_GIVEN DATA:_
PR #4478, opened 2025-09-25
fix: lint errors reported after upgrading to golangci-lint v2.5.0

dejanzele:
#### What type of PR is this?

Fix for failing CI after upgrading to golangci-lint v2.5.0

From golangci-lint v2.5.0 changelog:
* gofumpt: from 0.8.0 to 0.9.1 (new rule is to “clothe” naked returns for the sake of clarity)

Latest version of `gofumpt` reports naked returns (just doing `return` when a function has named parameters) as lint issues.

There doesn't seem to be an option for disabling this rule.

Options are:
1. Auto-fix code using `golangci-lint run --fix`
2. Revert to golangci-lint v2.4.0
3. Disable `gofumpt` linter

Code was auto-fixed by running `golangci-lint run --fix`

### DIFF
--- a/internal/common/ingest/testfixtures/event.go
+++ b/internal/common/ingest/testfixtures/event.go
@@ -91,12 +91,80 @@ var Submit = &armadaevents.EventSequence_Event{
 			ObjectMeta: &armadaevents.ObjectMeta{
 				Namespace: Namespace,
 				Name:      "test-job",
+				Annotations: map[string]string{
+					"foo":                            "bar",
+					configuration.FailFastAnnotation: "true",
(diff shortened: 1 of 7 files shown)


dejanzele:
@d80tb7 

The refactor to remove named returns broke a couple of spots. In `gang_scheduler.go`, the defer augments errors and updates scheduling state, and in `reconciliation.go` it ensures the final job/run values are returned. Without named returns, the defers only touch locals and not the actual return values, which caused the test failures.

For these functions, keeping named returns is the simplest fix.

JamesMurkin (approved):

PR #4484, opened 2025-09-29
Removing named return values (#454)

MustafaI:
Removing named return values entirely

### DIFF
--- a/internal/executor/configuration/podchecks/types.go
+++ b/internal/executor/configuration/podchecks/types.go
@@ -49,8 +49,9 @@ type ContainerStatusCheck struct {
 }
 
 type FailedChecks struct {
-	Events      []PodEventCheck
-	PodStatuses []PodStatusCheck
+	Events            []PodEventCheck
+	PodStatuses       []PodStatusCheck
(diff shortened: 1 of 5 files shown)


internal/scheduler/jobdb/reconciliation.go
```diff
@@ -144,7 +144,9 @@ func markJobsAsPreemptionRequested(txn *Txn, jobIds []string, jsts map[string]Jo
 // along with a summary of the state transitions applied to the job.
 //
 // TODO(albin): Pending, running, and preempted are not supported yet.
-func (jobDb *JobDb) reconcileJobDifferences(job *Job, jobRepoJob *database.Job, jobRepoRuns []*database.Run) (jst JobStateTransitions, err error) {
+func (jobDb *JobDb) reconcileJobDifferences(job *Job, jobRepoJob *database.Job, jobRepoRuns []*database.Run) (JobStateTransitions, error) {
+	var jst JobStateTransitions
+	var err error
```
dejanzele, line 149: defers are causing issues and making the CI fail, now with the removed named params

PR #4504, opened 2025-10-22
Fix gang urgency based preemption panic

JamesMurkin:
A recent change to how we manage gang state in the scheduler has caused us to break urgency based preemption of gangs
 - This results in a panic

This is because the code tries to find the nodeId of the gang members it is evicting, however it assumes these will be in the jobDb (which is not true if the gang was scheduled in the current round)

Now we correctly look up the node id in the scheduling context if the job was scheduled in the current round

### DIFF
--- a/internal/scheduler/scheduling/preempting_queue_scheduler.go
+++ b/internal/scheduler/scheduling/preempting_queue_scheduler.go
@@ -427,7 +427,7 @@ func getNodeIdFromSchedulingContext(sctx *schedulercontext.SchedulingContext, jo
 	}
 
 	if jctx.PodSchedulingContext == nil {
-		return "", errors.Errorf("pod scheduling context missing for successfully scheduled jctx %s - %s ", job.Id(), job.Queue())
+		return "", errors.Errorf("pod scheduling context missing for successfully scheduled job %s - %s ", job.Id(), job.Queue())
 	}
 
 	if jctx.PodSchedulingContext.NodeId == "" {


internal/scheduler/scheduling/preempting_queue_scheduler.go
```diff
@@ -398,13 +398,45 @@ func (sch *PreemptingQueueScheduler) collectIdsForGangEviction(evictorResult *Ev
 		// Collect all job ids part of that gang.
 		for _, gangJob := range activeGangJobs {
 			allGangJobIds[gangJob.Id()] = true
-			gangNodeIds[gangJob.LatestRun().NodeId()] = true
+			// If the latest run is nil, it means the job was scheduled in the current scheduling round
+			// So we need to find which node it was scheduled on in the scheduling context as it won't have been persisted in the jobdb yet
+			if gangJob.LatestRun() == nil {
+				nodeId, err := getNodeIdFromSchedulingContext(sch.schedulingContext, gangJob)
+				if err != nil {
+					return nil, nil, err
```
dejanzele, line 406: nit: should the error be wrapped here for extra context?

internal/scheduler/scheduling/preempting_queue_scheduler.go
```diff
@@ -398,13 +398,45 @@ func (sch *PreemptingQueueScheduler) collectIdsForGangEviction(evictorResult *Ev
 		// Collect all job ids part of that gang.
 		for _, gangJob := range activeGangJobs {
 			allGangJobIds[gangJob.Id()] = true
-			gangNodeIds[gangJob.LatestRun().NodeId()] = true
+			// If the latest run is nil, it means the job was scheduled in the current scheduling round
+			// So we need to find which node it was scheduled on in the scheduling context as it won't have been persisted in the jobdb yet
```
dejanzele, line 402: nit: scheduler db instead of jobdb?

internal/scheduler/scheduling/preempting_queue_scheduler.go
```diff
@@ -398,13 +398,45 @@ func (sch *PreemptingQueueScheduler) collectIdsForGangEviction(evictorResult *Ev
...
+		return "", errors.Errorf("unable to find queue scheduling context for job %s - %s ", job.Id(), job.Queue())
+	}
+
+	jctx, present := qctx.SuccessfulJobSchedulingContexts[job.Id()]
+	if !present {
+		return "", errors.Errorf("unable to find successful job scheduling context for job %s - %s ", job.Id(), job.Queue())
+	}
+
+	if jctx.PodSchedulingContext == nil {
+		return "", errors.Errorf("pod scheduling context missing for successfully scheduled jctx %s - %s ", job.Id(), job.Queue())
```
dejanzele: nit: `for successfully scheduled job` (or job scheduling context) instead of `for successfully scheduled jctx`?

internal/scheduler/scheduling/preempting_queue_scheduler.go
JamesMurkin: Well both, but its the job db that matters / is being queried

internal/scheduler/scheduling/preempting_queue_scheduler.go
JamesMurkin: Done

internal/scheduler/scheduling/preempting_queue_scheduler.go
JamesMurkin: They already include the stack track, so I think that is enough context unless you had another idea

dejanzele (approved):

_BRIEF:_ Copy the records above exactly as they appear.

_ANSWER SECTION:_
PR #4478, opened 2025-09-25
fix: lint errors reported after upgrading to golangci-lint v2.5.0

dejanzele:
#### What type of PR is this?

Fix for failing CI after upgrading to golangci-lint v2.5.0

From golangci-lint v2.5.0 changelog:
* gofumpt: from 0.8.0 to 0.9.1 (new rule is to “clothe” naked returns for the sake of clarity)

Latest version of `gofumpt` reports naked returns (just doing `return` when a function has named parameters) as lint issues.

There doesn't seem to be an option for disabling this rule.

Options are:
1. Auto-fix code using `golangci-lint run --fix`
2. Revert to golangci-lint v2.4.0
3. Disable `gofumpt` linter

Code was auto-fixed by running `golangci-lint run --fix`

### DIFF
--- a/internal/common/ingest/testfixtures/event.go
+++ b/internal/common/ingest/testfixtures/event.go
@@ -91,12 +91,80 @@ var Submit = &armadaevents.EventSequence_Event{
 			ObjectMeta: &armadaevents.ObjectMeta{
 				Namespace: Namespace,
 				Name:      "test-job",
+				Annotations: map[string]string{
+					"foo":                            "bar",
+					configuration.FailFastAnnotation: "true",
(diff shortened: 1 of 7 files shown)


dejanzele:
@d80tb7 

The refactor to remove named returns broke a couple of spots. In `gang_scheduler.go`, the defer augments errors and updates scheduling state, and in `reconciliation.go` it ensures the final job/run values are returned. Without named returns, the defers only touch locals and not the actual return values, which caused the test failures.

For these functions, keeping named returns is the simplest fix.

JamesMurkin (approved):

PR #4484, opened 2025-09-29
Removing named return values (#454)

MustafaI:
Removing named return values entirely

### DIFF
--- a/internal/executor/configuration/podchecks/types.go
+++ b/internal/executor/configuration/podchecks/types.go
@@ -49,8 +49,9 @@ type ContainerStatusCheck struct {
 }
 
 type FailedChecks struct {
-	Events      []PodEventCheck
-	PodStatuses []PodStatusCheck
+	Events            []PodEventCheck
+	PodStatuses       []PodStatusCheck
(diff shortened: 1 of 5 files shown)


internal/scheduler/jobdb/reconciliation.go
```diff
@@ -144,7 +144,9 @@ func markJobsAsPreemptionRequested(txn *Txn, jobIds []string, jsts map[string]Jo
 // along with a summary of the state transitions applied to the job.
 //
 // TODO(albin): Pending, running, and preempted are not supported yet.
-func (jobDb *JobDb) reconcileJobDifferences(job *Job, jobRepoJob *database.Job, jobRepoRuns []*database.Run) (jst JobStateTransitions, err error) {
+func (jobDb *JobDb) reconcileJobDifferences(job *Job, jobRepoJob *database.Job, jobRepoRuns []*database.Run) (JobStateTransitions, error) {
+	var jst JobStateTransitions
+	var err error
```
dejanzele, line 149: defers are causing issues and making the CI fail, now with the removed named params

PR #4504, opened 2025-10-22
Fix gang urgency based preemption panic

JamesMurkin:
A recent change to how we manage gang state in the scheduler has caused us to break urgency based preemption of gangs
 - This results in a panic

This is because the code tries to find the nodeId of the gang members it is evicting, however it assumes these will be in the jobDb (which is not true if the gang was scheduled in the current round)

Now we correctly look up the node id in the scheduling context if the job was scheduled in the current round

### DIFF
--- a/internal/scheduler/scheduling/preempting_queue_scheduler.go
+++ b/internal/scheduler/scheduling/preempting_queue_scheduler.go
@@ -427,7 +427,7 @@ func getNodeIdFromSchedulingContext(sctx *schedulercontext.SchedulingContext, jo
 	}
 
 	if jctx.PodSchedulingContext == nil {
-		return "", errors.Errorf("pod scheduling context missing for successfully scheduled jctx %s - %s ", job.Id(), job.Queue())
+		return "", errors.Errorf("pod scheduling context missing for successfully scheduled job %s - %s ", job.Id(), job.Queue())
 	}
 
 	if jctx.PodSchedulingContext.NodeId == "" {


internal/scheduler/scheduling/preempting_queue_scheduler.go
```diff
@@ -398,13 +398,45 @@ func (sch *PreemptingQueueScheduler) collectIdsForGangEviction(evictorResult *Ev
 		// Collect all job ids part of that gang.
 		for _, gangJob := range activeGangJobs {
 			allGangJobIds[gangJob.Id()] = true
-			gangNodeIds[gangJob.LatestRun().NodeId()] = true
+			// If the latest run is nil, it means the job was scheduled in the current scheduling round
+			// So we need to find which node it was scheduled on in the scheduling context as it won't have been persisted in the jobdb yet
+			if gangJob.LatestRun() == nil {
+				nodeId, err := getNodeIdFromSchedulingContext(sch.schedulingContext, gangJob)
+				if err != nil {
+					return nil, nil, err
```
dejanzele, line 406: nit: should the error be wrapped here for extra context?

internal/scheduler/scheduling/preempting_queue_scheduler.go
```diff
@@ -398,13 +398,45 @@ func (sch *PreemptingQueueScheduler) collectIdsForGangEviction(evictorResult *Ev
 		// Collect all job ids part of that gang.
 		for _, gangJob := range activeGangJobs {
 			allGangJobIds[gangJob.Id()] = true
-			gangNodeIds[gangJob.LatestRun().NodeId()] = true
+			// If the latest run is nil, it means the job was scheduled in the current scheduling round
+			// So we need to find which node it was scheduled on in the scheduling context as it won't have been persisted in the jobdb yet
```
dejanzele, line 402: nit: scheduler db instead of jobdb?

internal/scheduler/scheduling/preempting_queue_scheduler.go
```diff
@@ -398,13 +398,45 @@ func (sch *PreemptingQueueScheduler) collectIdsForGangEviction(evictorResult *Ev
...
+		return "", errors.Errorf("unable to find queue scheduling context for job %s - %s ", job.Id(), job.Queue())
+	}
+
+	jctx, present := qctx.SuccessfulJobSchedulingContexts[job.Id()]
+	if !present {
+		return "", errors.Errorf("unable to find successful job scheduling context for job %s - %s ", job.Id(), job.Queue())
+	}
+
+	if jctx.PodSchedulingContext == nil {
+		return "", errors.Errorf("pod scheduling context missing for successfully scheduled jctx %s - %s ", job.Id(), job.Queue())
```
dejanzele: nit: `for successfully scheduled job` (or job scheduling context) instead of `for successfully scheduled jctx`?

internal/scheduler/scheduling/preempting_queue_scheduler.go
JamesMurkin: Well both, but its the job db that matters / is being queried

internal/scheduler/scheduling/preempting_queue_scheduler.go
JamesMurkin: Done

internal/scheduler/scheduling/preempting_queue_scheduler.go
JamesMurkin: They already include the stack track, so I think that is enough context unless you had another idea

dejanzele (approved):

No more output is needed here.